Monday, November 12, 2012

After the parades?

I was honored to wear the U.S. Air Force uniform for four years, '54-'58, and was personally thankful that was not ordered into harm's way into combat. There were many times I had felt so guilty, and so I decided to embrace our military war heroes, and do what I can to recognize those heroes who have done so much to afford all Americans the freedom we enjoy today, and also help in anyway I can to help them fit into today's world.

Two years ago I buried a friend, 91 years old, who served honorably in WWII. He was awarded the Silver Star, Bronze Star, Purple Heart, and many campaign ribbons. Sgt. Stan, as we affectionatly called him, served in the Pacific Theater, and served in many combat missions.

Another friend of mine, whose son is married to my daughter, served in Vietnam, and is also the recipient of the Silver Star, Bronze Star, and Purple Heart. He retired from the U.S. Marine Corpse as a Major, and spends most of his time locating and recognizing Marines who served in Vietnam. A book, "Lions Of Medina" has been published highlighting this brave Marine's military heroism.

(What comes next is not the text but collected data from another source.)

PR #1804, opened 2026-08-29
Feat/server kv cache quant partial

soobrosa:
# Problem

`mlx-lm`'s server has no way to enable KV cache quantization. The library supports it (`kv_bits`, `kv_group_size`, `quantized_kv_start`), but only through the Python API, so anyone running `mlx_lm.server` was stuck with an unquantized cache that grows linearly with context length. `max_kv_size` wasn't exposed either.

# Solution

Adds `--kv-bits`, `--kv-group-size`, `--quantized-kv-start`, and `--max-kv-size` to the server CLI and threads them through to generate.

Not every cache type supports quantization. Without a check, the server would start normally, quantize whatever layers happen to support it, and silently leave the rest alone. So model load now inspects the cache: if any layer can't be quantized with the requested settings, it logs which layers and how many, and the server exits with a non-zero code.

Noted that the model loads in a background thread. Raising there just kills the thread, and the main server keeps accepting connections that block forever waiting on a model that never arrives. The main thread now joins on the first load and exits if it failed.

Tradeoff: with `--kv-bits` set, requests are processed one at a time. The batched path doesn't support quantized caches yet. This is documented in the flag's help text.

- AI usage disclosure: 
I use AI as a helper but I do my judgment and apply as a human actor.

### DIFF
--- a/mlx_lm/generate.py
+++ b/mlx_lm/generate.py
@@ -292,7 +292,12 @@ def maybe_quantize_kv_cache(prompt_cache, quantized_kv_start, kv_group_size, kv_
         return
     for e, c in enumerate(prompt_cache):
         if hasattr(c, "to_quantized") and c.offset >= quantized_kv_start:
-            prompt_cache[e] = c.to_quantized(group_size=kv_group_size, bits=kv_bits)
+            try:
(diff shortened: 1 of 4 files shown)


michalk8:
Closing this in favor of #1832, as this PR contains some extra stuff I'd consider adding in a future PR (like failing early at the start-up, etc.)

Today, I spent nearly three hours with a retired Sergeant First Class, who recently moved into our neighborhood. He served for thirty years in the U.S. Army, with two tours in Iraq and one tour in Afghanistan. He told many stories of his combat missions, as he spent over twenty years as a Green Beret, and was classified as an expert marksman, serving as a sniper. Many of his injuries went unreported as he was involved in covert affairs, but he told me of how his body had endured parachute jumps, long marches, and flying shrapnel. Because he was involved in covert operations, some combined with the Navy Seals, he could not be awarded any medals, but was awarded "Special Accomodation & Achievement" awards. He received fifteen of them. As he said, "you don't get these for doing KP, or driving a bus".

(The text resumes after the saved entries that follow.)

PR #1810, opened 2026-08-31
fix: plumb evaluate batch-size to generate_until, accept max_gen_toks

### LINKED ISSUE #1808: mlx_lm.evaluate: Metal Insufficient Memory on generative tasks on 16 GB Macs (--batch-size not applied to generation, max_gen_toks ignored)
### Environment

- MacBook Air M5 (base), 16 GB unified memory, macOS 26.6.1
- mlx 0.32.2 and mlx 0.31.2 (both reproduce), mlx-lm 0.31.3, lm_eval 0.4.12
- Model: `mlx-community/Qwen3-4B-Instruct-2507-4bit` (3.35 GB)

### What happens

```
mlx_lm.evaluate --model mlx-community/Qwen3-4B-Instruct-2507-4bit \
  --task mmlu_pro --limit 2 --batch-size 1
```

crashes during generation:

```
RuntimeError: [METAL] Command buffer execution failed: Insufficient Memory (00000008:kIOGPUCommandBufferCallbackErrorOutOfMemory)
```

System memory is >70% free at launch, and `--batch-size` 1 vs 2 vs default makes no difference. On the same machine, `mlx_lm.generate` with this model and LoRA training on a 9B model both work fine, so generative eval tasks look effectively unusable on 16 GB Macs.

### Why (from reading evaluate.py / generate.py)

Two things compound:

1. `EvalHarnessLM.generate_until` calls `batch_generate` without any batch size, so `BatchGenerator`'s default `completion_batch_size=32` applies and every request decodes concurrently (mmlu_pro at `--limit 2` is 28 requests, all at once). The `--batch-size` flag is only used in the loglikelihood scoring loop, which is why it has no effect here.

I could write forever on the attributes of these three war heroes, and what's amazing is they all have one thing in common. To them, what they did was, "not heroic...just doing our job".

America needs stronger approaches to our military heroes. Think this out: A young man or woman enlists in the military and sacrifices so much, even their life at times, to protect the freedom of all Americans. It seems we stick a gun in their hands, tell them to go out and fight for us, and then when they come home it seems just we think a yearly parade is enough.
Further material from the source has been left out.